Designing Data-Intensive Applications (9) - Consistency and Consensus

This is my personal learning notes from reading <> Chapter 8 and 9.

This chapter is probably the hardest one in this book to understand.

The best way of building fault-tolerant systems is to find some general-purpose abstractions with useful guarantees, implement them once, and then let applications rely on those guarantees.

one of the most important abstractions for distributed systems is consensus, getting all of the nodes to agree on something and reliably reaching consensus in spite of network faults and process failures.

Consistency Guarantees

Linearizability

A strong consistency model is to make replicated data appear as if there were only a single copy, and to make all operations act on it atomically.

In a linearizable system, as soon as one client successfully completes a write, all clients reading from the database must be able to see the value just written.

But this model may not be very efficient, while weaker consistency models can be much faster, so this trade-off is important for latency-sensitive systems. Actually, most of the current systems don’t implement linearizability.

Causality Consistency and Ordering Guarantees

Causal consistency instead is the strongest possible consistency model that does not slow down due to network delays, and remains available in the face of network failures.

Unlike linearizability, which puts all operations in a single, totally ordered timeline, causality provides a weaker consistency model: some things can be concurrent, so the version history is like a timeline with branching and merging. This also implies that ordering is very important.

How to capture casual ordering

  • Sequence number ordering
  • Non casual sequence number generators
  • Lamport timestamp

In order to implement uniqueness constraint, it’s not sufficient to have a total ordering of operations, you also need to know when that order is finalized, this is what total order broadcast can do.

Total order broadcast

Total order broadcast is usually described as a protocol for exchanging messages between nodes, it is what needed for database replication.

Properties of total order broadcast:

  • Reliable delivery: No messages are lost, if a message is delivered to one node, it is delivered to all nodes.

  • Total ordered delivery: Messages are delivered to every node in the same order.

These properties actually can be implemented based on consensus algorithms.

Eventual Consistency

This is widely adopted in industry. for example Amazon DynamoDB.

Distributed Transactions and Consensus

Consensus provides total order broadcast, and therefore can be used to implement linearizable atomic operations in a fault-tolerant way.

Two-phase commit

2PC is a simple consensus algorithm, first we need to differentiate it with two phase locking.

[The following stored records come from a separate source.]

PR #174, opened 2022-01-20
Platform migration v2 (  )

Sravanksk:


apps/fyle/utils.py
```diff
@@ -138,7 +138,7 @@ def get_fyle_orgs(self, cluser_domain):
         return self._get_request(api_url, params)
 
     def get_expenses(self, state: List[str], fund_source: List[str],
```
ashwin1111, line 140: why is this needed?

apps/fyle/views.py
```diff
@@ -446,10 +323,9 @@ def post(self, request, *args, **kwargs):
 
             if workspace.source_synced_at is None or time_interval.days > 0:
                 fyle_credentials = FyleCredential.objects.get(workspace_id=kwargs['workspace_id'])
-                fyle_connector = FyleConnector(fyle_credentials.refresh_token, kwargs['workspace_id'])
                 platform = PlatformConnector(fyle_credentials)
 
-                fyle_connector.sync_dimensions()
+                platform.import_fyle_dimensions()
                 platform.tax_groups.sync()
```
ashwin1111, line 329: this is not needed, make use the flag in previous function

apps/fyle/views.py
```diff
@@ -487,10 +363,9 @@ def post(self, request, *args, **kwargs):
         """
         try:
             fyle_credentials = FyleCredential.objects.get(workspace_id=kwargs['workspace_id'])
-            fyle_connector = FyleConnector(fyle_credentials.refresh_token, kwargs['workspace_id'])
             platform = PlatformConnector(fyle_credentials)
 
-            fyle_connector.sync_dimensions()
+            platform.import_fyle_dimensions()
             platform.tax_groups.sync()
```
ashwin1111, line 369: same

ashwin1111 (changes requested):

ashwin1111 (approved):

PR #176, opened 2022-01-24
Qbo cards mapping

Sravanksk:


apps/mappings/constants.py
```diff
@@ -41,5 +41,6 @@
     'reimbursable',
     'receipts',
     'paid date',
-    'expense created date'
+    'expense created date',
+    'corporate_card'
```
ashwin1111, line 45: didn't get it, is there any system field for this? I am able to create a select type custom field via UI for corporate card

apps/quickbooks_online/models.py
```diff
@@ -840,6 +838,35 @@ def create_journal_entry_lineitems(
...
 
+            if expense_group.fund_source == 'PERSONAL':
+                if employee_field_mapping == 'VENDOR':
+                    debit_account_id = GeneralMapping.objects.get(
+                        workspace_id=expense_group.workspace_id).accounts_payable_id
+                elif employee_field_mapping == 'EMPLOYEE':
+                    debit_account_id = GeneralMapping.objects.get(
+                        workspace_id=expense_group.workspace_id).bank_account_id
+            elif expense_group.fund_source == 'CCC':
+                if workspace_general_settings.map_fyle_cards_qbo_account:
```
ashwin1111, line 849: can you move this block of code to a separate function pliss, duplicate code

apps/workspaces/utils.py
```diff
@@ -127,10 +128,18 @@ def create_or_update_general_settings(general_settings_payload: Dict, workspace_
             'sync_fyle_to_qbo_payments': general_settings_payload['sync_fyle_to_qbo_payments'],
             'sync_qbo_to_fyle_payments': general_settings_payload['sync_qbo_to_fyle_payments'],
             'map_merchant_to_vendor': map_merchant_to_vendor,
-            'je_single_credit_line': general_settings_payload['je_single_credit_line']
+            'je_single_credit_line': general_settings_payload['je_single_credit_line'],
+            'map_fyle_cards_qbo_account': general_settings_payload['map_fyle_cards_qbo_account']
         }
     )
 
+    if not general_settings.map_fyle_cards_qbo_account:
```
ashwin1111, line 136: Didn't get this, why are we doing something like delete via code?

apps/workspaces/utils.py
```diff
@@ -127,10 +128,18 @@ def create_or_update_general_settings(general_settings_payload: Dict, workspace_
...
+        mapping_setting = MappingSetting.objects.filter(
+            workspace_id=workspace_id, source_field='CORPORATE_CARD', destination_field='CREDIT_CARD_ACCOUNT'
+        ).first()
+        if mapping_setting:
+            mapping_setting.delete()
```
ashwin1111, line 141: todo item for me - understand how are we planning to migrate existing customers

ashwin1111 (changes requested):

apps/workspaces/utils.py
Sravanksk: if configuration updates happen, we should delete mapping settings right, otherwise we end up showing Cards mapping tab

apps/workspaces/utils.py
Sravanksk: will be adding a sql script for migrating all existing customers

apps/mappings/constants.py
ashwin1111: @Sravanksk did you find out the reason behind this?

apps/quickbooks_online/models.py
```diff
@@ -68,6 +68,30 @@ def construct_private_note(expense_group: ExpenseGroup):
     return private_note
 
 
+def get_ccc_account_id(workspace_general_settings, general_mappings, expense, description):
```
ashwin1111, line 71: param and return type pleaseee

ashwin1111 (approved):

apps/mappings/constants.py
Sravanksk: fixed in this commit 
https://github.com/fylein/fyle-qbo-api/pull/176/commits/13ec536cd50781542c28d271fbbbe95c77998e1a

PR #180, opened 2022-01-31
Bug Fix: Cards mapping

Sravanksk:


apps/mappings/signals.py
```diff
@@ -29,10 +27,6 @@ def run_post_mapping_settings_triggers(sender, instance: MappingSetting, **kwarg
     if instance.is_custom:
         schedule_fyle_attributes_creation(int(instance.workspace_id))
 
-    workspace_general_settings = WorkspaceGeneralSettings.objects.filter(workspace_id=instance.workspace_id).first()
```
Sravanksk, line 32: At this point we won't have WorkspaceGeneralSettings for new orgs, so this is failing and not required

apps/workspaces/utils.py
```diff
@@ -169,7 +169,7 @@ def create_or_update_general_settings(general_settings_payload: Dict, workspace_
 
 
 def delete_cards_mapping_settings(workspace_general_settings: WorkspaceGeneralSettings):
-    if not workspace_general_settings.map_fyle_cards_qbo_account:
+    if not workspace_general_settings.map_fyle_cards_qbo_account or not workspace_general_settings.corporate_credit_card_expenses_object:
```
ashwin1111, line 172: Why do we even post this mapping setting when ccc exports are not enabled in the first place?

apps/workspaces/models.py
```diff
@@ -83,6 +83,7 @@ class WorkspaceGeneralSettings(models.Model):
     category_sync_version = models.CharField(default='v1', max_length=50, help_text='Category sync version')
     je_single_credit_line = models.BooleanField(default=False, help_text='Single Credit Line for Journal Entries')
     map_fyle_cards_qbo_account = models.BooleanField(default=True, help_text='Map Fyle Cards to QBO Accounts')
+    skip_cards_mapping = models.BooleanField(default=False, help_text='Skip cards mapping')
```
ashwin1111, line 86: Can you write a script to set this as true for onboarded orgs

apps/mappings/signals.py
```diff
@@ -29,10 +27,6 @@ def run_post_mapping_settings_triggers(sender, instance: MappingSetting, **kwarg
...
-
-    delete_cards_mapping_settings(workspace_general_settings)
```
ashwin1111, line 34: why is this removed?

apps/workspaces/utils.py
Sravanksk: This will be enabled for all orgs by default, so just to ignore one edge case

ashwin1111: Why can't you exclude them? We are inserting via sql query right?

apps/mappings/signals.py
Sravanksk: this will be called post mapping_settings, For new orgs at this point we don't have workspace_general_settings
This call is still in progress IMO, so this is throwing 500

ashwin1111: hey, why not handle them with a if condition? if POST APIs time differ then we will definitely won't be consistent since we are calling both apis in parallel from app.

apps/mappings/signals.py
ashwin1111: safely ignore them

apps/workspaces/utils.py
Sravanksk: Yes, this condition will come incase config update, just to catch that case, have added this check

ashwin1111 (approved):

PR #195, opened 2022-03-14
set qbo refresh_token column to null instead of deleting whole details

Sravanksk:


apps/workspaces/urls.py
```diff
@@ -28,7 +28,7 @@
     path('<int:workspace_id>/credentials/fyle/', ConnectFyleView.as_view({'get': 'get'}), name='get-fyle-credentials'),
     path('<int:workspace_id>/credentials/fyle/delete/', ConnectFyleView.as_view({'post': 'delete'}), name='delete-fyle-credentials'),
     path('<int:workspace_id>/connect_qbo/authorization_code/', ConnectQBOView.as_view({'post': 'post'})),
-    path('<int:workspace_id>/credentials/qbo/delete/', ConnectQBOView.as_view({'post': 'delete'}), name='delete-qbo-credentials'),
+    path('<int:workspace_id>/credentials/qbo/delete/', ConnectQBOView.as_view({'patch': 'patch'}), name='delete-qbo-credentials'),
```
ashwin1111, line 31: can we remove /delete from the path, we are doing a patch request on a delete endpoint :P

apps/workspaces/views.py
```diff
@@ -313,28 +313,38 @@ def post(self, request, **kwargs):
...
             'workspace_id': workspace_id,
-            'message': 'QBO credentials deleted'
+            'message': 'QBO Refresh Token deleted'
         })
 
     def get(self, request, **kwargs):
         """
         Get QBO Credentials in Workspace
         """
+        workspace = Workspace.objects.get(pk=kwargs['workspace_id'])
```
ashwin1111, line 332: this is not needed

apps/workspaces/views.py
```diff
@@ -313,28 +313,38 @@ def post(self, request, **kwargs):
...
+        qbo_credentials = QBOCredential.objects.get(workspace=workspace)
```
ashwin1111, line 333: `workspace_id=kwargs['workspace_id'])`

apps/workspaces/views.py
```diff
@@ -313,28 +313,38 @@ def post(self, request, **kwargs):
...
         try:
-            workspace = Workspace.objects.get(pk=kwargs['workspace_id'])
-            qbo_credentials = QBOCredential.objects.get(workspace=workspace)
+            if qbo_credentials.refresh_token:
```
ashwin1111, line 335: if else is not needed, add refresh_token not null filter directly

ashwin1111 (approved):

PR #196, opened 2022-03-16
add is_expired flag to qbo_credentials table

Sravanksk:


apps/workspaces/views.py
```diff
@@ -318,6 +320,7 @@ def patch(self, request, **kwargs):
         workspace_id = kwargs['workspace_id']
         qbo_credentials = QBOCredential.objects.get(workspace_id=workspace_id)
         qbo_credentials.refresh_token = None
+        qbo_credentials.is_expired = True
```
ashwin1111, line 323: It should be false here, in patch call, we are disconnecting the connection.

ashwin1111 (approved):

PR #202, opened 2022-03-22
mapping all QBO accounts to category dialogue in QBO Integration

DhaaraniCIT:


apps/quickbooks_online/utils.py
```diff
@@ -124,7 +124,11 @@ def sync_accounts(self):
             value = format_special_characters(
                 account['Name'] if category_sync_version == 'v1' else account['FullyQualifiedName']
             )
-            if general_settings and account['AccountType'] in general_settings.charts_of_accounts and value:
+            charts_of_accounts=['Expence', 'Other Expense', 'Fixed Asset', 'Cost of Goods Sold','Current Liability',
```
Shwetabhk, line 127: `Expense` is spelled incorrectly, please check other spellings too

Shwetabhk, line 127: Define this as a constant outside this class
```python
CHART_OF_ACCOUNTS = [...]


class QBOConnector:
    def sync_accounts():
        if general_settings and account['AccountType'] in CHART_OF_ACCOUNTS and value:
```

apps/mappings/tasks.py
```diff
@@ -242,13 +242,18 @@ def upload_categories_to_fyle(workspace_id):
...
     platform.categories.sync()
     qbo_connection.sync_accounts()
     qbo_attributes: List[DestinationAttribute] = DestinationAttribute.objects.filter(
         workspace_id=workspace_id, attribute_type='ACCOUNT').all()
-    qbo_attributes = remove_duplicates(qbo_attributes)
-
-    fyle_payload: List[Dict] = create_fyle_categories_payload(qbo_attributes, workspace_id)
+    general_settings = WorkspaceGeneralSettings.objects.filter(workspace_id=workspace_id).first()
+    qbo_attributes = list(qbo_attributes)
+    for qbo_attribute in qbo_attributes:
```
Shwetabhk, line 252: instead of using a for loop, we can directly filter in the SQL using in_clause
on line 248

```python
qbo_attributes: List[DestinationAttribute] = DestinationAttribute.objects.filter(
        workspace_id=workspace_id, attribute_type='ACCOUNT').all()
```

Modify this query so that it only returns allowed chart of accounts

Shwetabhk (changes requested):

Shwetabhk (approved):

apps/quickbooks_online/utils.py
```diff
@@ -35,6 +35,8 @@ def format_special_characters(value: str) -> str:
 
     return formatted_string
 
+charts_of_accounts=['Expense', 'Other Expense', 'Fixed Asset', 'Cost of Goods Sold','Current Liability',
+            'Equity', 'Other Current Asset', 'Other Current Liability', 'Long Term Liability', 'Current Asset']
```
Sravanksk, line 39: @DhaaraniCIT please follow python linting - this line can be modified to this - 
`charts_of_accounts = [
    'Expense', 'Other Expense', 'Fixed Asset', 'Cost of Goods Sold', 'Current Liability', 'Equity',
    'Other Current Asset', 'Other Current Liability', 'Long Term Liability', 'Current Asset'
]`

Sravanksk (approved):

PR #212, opened 2022-03-29
Adding support for Placeholder in expense field creation

Shwetabhk:


apps/workspaces/apis/import_settings/views.py
```diff
@@ -7,6 +7,9 @@
 
 class ImportSettingsView(generics.RetrieveUpdateAPIView):
     serializer_class = ImportSettingsSerializer
+    permission_classes = []
```
Shwetabhk, line 10: will remove this

Sravanksk (approved):

ashwin1111 (approved):

apps/workspaces/views.py
```diff
@@ -30,6 +31,10 @@
     WorkSpaceGeneralSettingsSerializer, WorkspaceScheduleSerializer
 from ..fyle.models import ExpenseGroupSettings
 
+logger = logging.getLogger(__name__)
```
Shwetabhk, line 34: This bug was introduced by Nilesh Sir

PR #227, opened 2022-04-08
remove mandatory field validations for expense_group_settings field in export settings API

Sravanksk:


apps/workspaces/apis/export_settings/serializers.py
```diff
@@ -26,6 +26,9 @@ class Meta:
 
 
 class ExpenseGroupSettingsSerializer(serializers.ModelSerializer):
+    reimbursable_expense_group_fields = serializers.ListField(allow_null=True, required=False)
```
Shwetabhk, line 29: we don't need this right?

apps/workspaces/apis/export_settings/serializers.py
```diff
@@ -26,6 +26,9 @@ class Meta:
...
+    reimbursable_export_date_type = serializers.CharField(allow_null=True, allow_blank=True, required=False)
+
```
Shwetabhk, line 31: same

Shwetabhk (approved):

PR #228, opened 2022-04-12
Cards Mapping Bug Fix: create credit lines for individual cards

Sravanksk:


ashwin1111 (approved):

apps/quickbooks_online/utils.py
```diff
@@ -797,41 +796,61 @@ def __group_journal_entry_credits(self, journal_entry_lineitems: List[JournalEnt
...
+                    'Entity': {
+                        'EntityRef': {
+                            'value': line['entity_id']
+                        },
+                        'Type': line['entity_type'],
+                    },
+                    'TaxCodeRef': {
+                        'value': line['tax_code'] if line['tax_code'] else general_mappings.default_tax_code_id
+                    },
+                    'TaxInclusiveAmt': total_sum,
```
labhvam5, line 848: The 'TaxInclusiveAmt': total_sum or should this be  'TaxInclusiveAmt':line['amount']?

apps/quickbooks_online/utils.py
```diff
@@ -792,28 +792,33 @@ def post_credit_card_purchase(self, credit_card_purchase: CreditCardPurchase,
...
-        total_sum = sum(line.amount for line in journal_entry_lineitems)
+    def _get_total_tax(self, lineitem, general_mappings):
         total_tax = 0
+        if lineitem.tax_code and lineitem.tax_amount:
+            total_tax += lineitem.tax_amount
+        else:
+            total_tax += round(
+                lineitem.amount - self.get_tax_inclusive_amount(lineitem.amount, general_mappings.default_tax_code_id), 2
+            )
+        return total_tax
```
NileshPant1999, line 803: @Sravanksk I think we need to consider a case where there can be +ve and -ve line_items in the same report, in that case, this will fail.

labhvam5: @NileshPant1999 @Sravanksk i dont think this will create a problem since the function you have written will only get +ve lineitems. If you check the __construct_journal_entry_lineitems() there we are splitting the +ve and -ve ones and only sending +ve to the __construct_journal_entry_lineitems(). Which in turn will send it to _get_total_tax(). So a mix of +ve and -ve lineitems wont be sent . @NileshPant1999 if only +ve lineitems are sent then i dont think it will break. please confirm?

NileshPant1999 (approved):

labhvam5 (approved):

PR #242, opened 2022-04-27
Update reimbursable export to null on employee field mapping update and date filter bug fix

Sravanksk:


apps/workspaces/apis/map_employees/serializers.py
```diff
@@ -30,6 +30,13 @@ def update(self, instance, validated_data):
         workspace_id = instance.id
         workspace_general_settings = validated_data.pop('workspace_general_settings')
 
+        workspace_general_settings_instance = WorkspaceGeneralSettings.objects.filter(workspace_id=instance.id).first()
+
+        if workspace_general_settings_instance.employee_field_mapping != workspace_general_settings['employee_field_mapping']:
```
ashwin1111, line 35: `if workspace_general_settings_instance` and blabla. For first save, this might break

ashwin1111 (approved):

PR #717, opened 2025-01-08
fix: re structure direct export

ruuushhh:
### Description
fix: re structure direct export

## Clickup
https://app.clickup.com/

### DIFF
--- a/apps/fyle/tasks.py
+++ b/apps/fyle/tasks.py
@@ -17,7 +17,6 @@ from apps.fyle.helpers import (
     handle_import_exception,
 )
 from apps.fyle.models import Expense, ExpenseFilter, ExpenseGroup, ExpenseGroupSettings
-from apps.fyle.queue import async_post_accounting_export_summary
 from apps.tasks.models import TaskLog
 from apps.workspaces.actions import export_to_qbo
 from apps.workspaces.models import FyleCredential, Workspace, WorkspaceGeneralSettings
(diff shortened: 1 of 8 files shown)


apps/fyle/tasks.py
```diff
@@ -60,8 +59,8 @@ def group_expenses_and_save(expenses: List[Dict], task_log: TaskLog, workspace:
         expenses_object_ids = [expense_object.id for expense_object in expense_objects]
         final_query = construct_expense_filter_query(expense_filters)
 
-        mark_expenses_as_skipped(final_query, expenses_object_ids, workspace)
-        async_post_accounting_export_summary(workspace.fyle_org_id, workspace.id)
+        skipped_expenses = mark_expenses_as_skipped(final_query, expenses_object_ids, workspace)
```
ashwin1111, line 62: skipped_expense_ids

apps/quickbooks_online/exceptions.py
```diff
@@ -157,6 +158,7 @@ def new_fn(*args):
                 if not bill_payment:
                     update_failed_expenses(expense_group.expenses.all(), True)
 
+            post_accounting_export_summary(expense_group.workspace.fyle_org_id, expense_group.workspace_id, [expense.id for expense in expense_group.expenses.all()], expense_group.fund_source, True)
```
ashwin1111, line 161: which case does this handle?

apps/workspaces/actions.py
```diff
@@ -261,6 +262,7 @@ def export_to_qbo(workspace_id, export_mode=None, expense_group_ids=[], is_direc
             for expense_group_id in expense_group_ids:
                 expense_group = ExpenseGroup.objects.get(id=expense_group_id)
                 update_failed_expenses(expense_group.expenses.all(), False)
+                async_post_accounting_export_summary(expense_group.workspace.fyle_org_id, workspace_id)
```
ashwin1111, line 265: why should this be async and why inside a for loop?

ruuushhh: this was causing circular import error, also after this the function return so this being asyn call won't cause any damage.

inside for loop because we are sending based on expense group and for loop is going through expense group 
If we go out side expense group then we wil have to iterate through all expense groups to get all expense ids and then call the function.

apps/quickbooks_online/exceptions.py
ruuushhh: this is to handle all the FAILED cases, we go handle qbo exception in case of all the failures be it mapping error or accounting error, this function call will take care of posting for the errors

apps/fyle/tasks.py
ruuushhh: will make this change

ashwin1111 (approved):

Two-phase locking is used in databases to ensure serializability, meaning that outcome of concurrent operations can be seen as the outcome of the same operations performed in some sequential order. The algorithm describes how a transaction in a database should deal with locking a part of the database in order to read or write.

Two-phase commit is used in distributed systems in a process of distributed transaction with a single coordinator and several followers.

  • The first phase: The coordinator first asks all of the followers to commit a transactions, then every follower executes the command and if it succeeds then it replies with an agreement to commit, otherwise it replies with an abort. The voting phase.

  • The second phase: When all agreement messages are received, coordinator commits the transaction. If there is an abort message from any follower, the coordinator aborts the transaction.

What if coordinator crashed?

Fault tolerant consensus

Fault tolerant consensus algorithms compared to 2PC should have the following properties:

  • Uniform agreement: No two nodes decide differently.

  • Integrity: No node decides twice.

  • Validity: If a node decides value v, then v was proposed by some node.

  • Termination: Every node that does not crash eventually decides some value.

Zookeeper ZAB, Paxos and Raft are some popular consensus algorithms.